PR #225, opened 2018-09-03
Item default action

mjtorn:
This expands upon the object/item action functionality. Now it's possible to set a global default and if this functionality requires a double-click.

My opinion is that it should _always_ require a double-click, the gameplay feels horrible without it, I think this would be a faster merge if I don't change current behavior ;)


mjtorn:
Aaaand because I tested everything and know that it's more ok to have these merged when documented and not changing anything, I'll go ahead and hit it.

Ping @fleskesvor and @StraToN for opinions if it's ok to change this so it always requires a double-click. Please advise.

mjtorn:
And for me it's not a big deal. A Lunar Adventure will probably remain untouched by this and from now on I'll just check the checkbox.

I can't remember which games have the double-click thing. Gemini Rue iirc repeats the previous action, which was really confusing! Maybe Broken Age had default actions.

Now double-clicking on a door (despite having looking as the global default) feels like a good way to play. At least there are alternatives for different tastes now!

PR #226, opened 2018-09-04
Hopefully final clamping fixes

mjtorn:
Another fast-track merge coming in!

I noticed that dialog wasn't clamped correctly when running the development version of Iron Sky: Cold War in full screen, 4k resolution, the room zoomed, and the game resolution as 1080. This would be the default way for the game, so it can't be broken.

I got upset at how broken everything is so I channeled that into really digging into the clamping code and found myself fixing all the problems!

This also renames the clamper function for the action menu as iirc @fleskesvor requested me to do if this code is ever touched again.

If you don't have a game to test this with, the next release of Iron Sky: A Lunar Adventure will demonstrate this very clearly. Currently the tooltip overflows off the right-hand side of the screen and the action menu opens way off. Not sure when I have time for that release, though...

### DIFF
--- a/device/globals/action_menu.gd
+++ b/device/globals/action_menu.gd
@@ -12,14 +12,19 @@ func action_pressed(action):
 func target_visibility_changed():
 	stop()
 
-func check_clamp(click_pos):
+func clamped_position(click_pos):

__________

Task description => Copy all the lines above that hold the string "Adventure".

Reply to the exercise =>
And for me it's not a big deal. A Lunar Adventure will probably remain untouched by this and from now on I'll just check the checkbox.
If you don't have a game to test this with, the next release of Iron Sky: A Lunar Adventure will demonstrate this very clearly. Currently the tooltip overflows off the right-hand side of the screen and the action menu opens way off. Not sure when I have time for that release, though...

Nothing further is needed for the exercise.